Dataset entries:
PR #1715, opened 2026-08-02
docs(go-cli): phased plan for rewriting the CLI in Go

ChiragAgg5k:
Rewrite the Appwrite CLI from TypeScript/Bun to Go, generated by this repository the same way the TypeScript CLI is today. This PR is the plan and the operating manual. No code, no generator changes.

**Nothing here changes what the generator produces.** It is the document the seven PRs stacked on top are executing against, opened separately so the reasoning can be argued with before the code exists.

## What to read

**[`docs/go-cli/PLAN.md`](docs/go-cli/PLAN.md)** — the roadmap. Why Go and not Rust, the target architecture, the nine Twig helpers that form the codegen contract, the invariants, and nine phases each with entry criteria, work, and exit criteria.

**[`docs/go-cli/README.md`](docs/go-cli/README.md)** — how to work on it. This one matters more than it looks: the single most common way this work goes wrong is editing `examples/go-cli/`, which is build output and gitignored, so the change vanishes on the next generation and `git status` never warns you.

## The parts worth disagreeing with

- **§1.2 is deliberately unflattering.** Startup dominates and `push` is the only real compute; everything else is network- or human-bound and a rewrite changes nothing there. Worth stating plainly so the PR that claims otherwise gets challenged.
- **§1.3, Go over Rust.** They tie on startup — both are indistinguishable from the 206 ms being replaced. Go wins on I/O fan-out mapping onto goroutines, a first-party Go SDK that already ships from this generator, `GOOS`/`GOARCH` covering all six targets with no per-target toolchain, and contributors. Rust's only concrete win is binary size, and both are a fraction of the Bun binaries.
- **§1.5 says 3–6 months.** `push.ts` is 4,380 lines of state machine with no coverage beyond the e2e suite.
- **§3, the invariants.** Flag names, config schema, exit codes, `--json` bytes, redaction, install paths. Two explicit exceptions: human-readable table output, and keyring interop with the TypeScript binary.

## Verified

Nothing to verify — it is prose. The numbers it quotes are measured in #1716, which is why that PR is stacked directly on this one.

PR #1716, opened 2026-08-02
feat(go-cli): Phase 0 — spike, benchmarks, and command surface contract

ChiragAgg5k:
Stacked on #1715. Phase 0 answers one question: **is the rewrite worth attempting at all?** Two gates, both measured against a real spike rather than argued from first principles.

| Gate | Threshold | Measured | |
|---|---|---|---|
| Startup | ≥ 5× faster | **41×** — 205.9 ms → 5.0 ms | pass |
| `push` packaging | ≥ 20 % faster | **56 % faster**, and peak RSS 421 MB → 102 MB | pass |

Both clear by a wide margin, so the answer is yes.

## What to read

**[`docs/go-cli/BENCHMARKS.md`](docs/go-cli/BENCHMARKS.md)** — every number with the command that produced it. Re-run them before trusting them on other hardware.

**`docs/go-cli/command-surface.json`** — 28,286 lines, and the reason this PR looks enormous. It is machine-extracted, not written: every command, subcommand, flag, short form and required-flag set the TypeScript CLI exposes. It is the contract Phase 1 asserts the Go tree against, so it is committed rather than regenerated, and reviewing it line by line is not the point. `scripts/go-cli/extract-command-surface.mjs` (147 lines) is the part to read.

## Two findings that changed the plan

**Lazy command registration is unnecessary.** The obvious optimisation — don't build the cobra tree until you know which command ran — was measured and does not pay. Tree construction is not the bottleneck. PLAN.md now says so explicitly, so nobody spends a week on it.

**`pgzip` costs nothing in compression ratio.** At level 9 it produces 18,309 bytes against `compress/gzip`'s 18,308 and Node's 18,305, so the parallel implementation is free.

## One cleanup

`tests/e2e/languages/cli/appwrite.config.json` was sitting in the tree as a committed fixture, but nothing reads it — the harness writes that file itself at `test.js:845`, with a `tables` block the committed copy did not have. It is harness output, so it is gitignored rather than tracked; otherwise every run leaves a dirty working tree.

## Corrections to #1715

Measuring turned up four places where the plan's numbers were wrong, all now fixed in it: 23 services not 24, 608 command entries not 606, startup 206 ms not the 40–150 ms guessed, and the spike binary 2.9 MB.

## Verified

Apple M2 Pro, macOS 26.5.2, `hyperfine` 1.20.0, against archives of 369 MB / 22,892 files and 737 MB / 45,784 files. The startup figures compare the shipped Bun binary and the Node bundle against the Go spike; **the spike had a handful of commands where the finished CLI has 608, so its 5.0 ms is not the product's number** — #1726 measures that and reports both.

### DIFF
--- a/.gitignore
+++ b/.gitignore
@@ -30,3 +30,6 @@ go.sum
 # exclude raw lock files in templates (use .twig versions instead)
 templates/cli/package-lock.json
 templates/cli/bun.lock
+
+# Written by the CLI conformance harness when it runs in place.
+tests/e2e/languages/cli/appwrite.config.json
--- a/docs/go-cli/BENCHMARKS.md
+++ b/docs/go-cli/BENCHMARKS.md
@@ -1,0 +1,274 @@
+# Phase 0 — Spike Results
+
+Measurements backing the decision to rewrite the CLI in Go. Every number here is
+reproducible with the commands given; re-run them before trusting them on other
+hardware.
+
+**Machine:** Apple M2 Pro, 12 cores, 32 GB, macOS 26.5.2
+**Toolchain:** Go 1.26.5, Node v22.19.0, Bun 1.3.8, hyperfine 1.20.0
+**Date:** 2026-08-02
+
+Verdict: **both gates cleared by a wide margin.** Proceed to Phase 1.
+
+| Gate | Threshold | Measured | |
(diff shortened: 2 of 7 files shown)


ChiragAgg5k:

## [Aim of the task]
Look above for the line holding "- **§1.5 says" and the line holding "## Two findings that changed the plan", then output exactly those two lines and every line between them, nothing more.

## [Solution for this task]
- **§1.5 says 3–6 months.** `push.ts` is 4,380 lines of state machine with no coverage beyond the e2e suite.
- **§3, the invariants.** Flag names, config schema, exit codes, `--json` bytes, redaction, install paths. Two explicit exceptions: human-readable table output, and keyring interop with the TypeScript binary.

## Verified

Nothing to verify — it is prose. The numbers it quotes are measured in #1716, which is why that PR is stacked directly on this one.

PR #1716, opened 2026-08-02
feat(go-cli): Phase 0 — spike, benchmarks, and command surface contract

ChiragAgg5k:
Stacked on #1715. Phase 0 answers one question: **is the rewrite worth attempting at all?** Two gates, both measured against a real spike rather than argued from first principles.

| Gate | Threshold | Measured | |
|---|---|---|---|
| Startup | ≥ 5× faster | **41×** — 205.9 ms → 5.0 ms | pass |
| `push` packaging | ≥ 20 % faster | **56 % faster**, and peak RSS 421 MB → 102 MB | pass |

Both clear by a wide margin, so the answer is yes.

## What to read

**[`docs/go-cli/BENCHMARKS.md`](docs/go-cli/BENCHMARKS.md)** — every number with the command that produced it. Re-run them before trusting them on other hardware.

**`docs/go-cli/command-surface.json`** — 28,286 lines, and the reason this PR looks enormous. It is machine-extracted, not written: every command, subcommand, flag, short form and required-flag set the TypeScript CLI exposes. It is the contract Phase 1 asserts the Go tree against, so it is committed rather than regenerated, and reviewing it line by line is not the point. `scripts/go-cli/extract-command-surface.mjs` (147 lines) is the part to read.

## Two findings that changed the plan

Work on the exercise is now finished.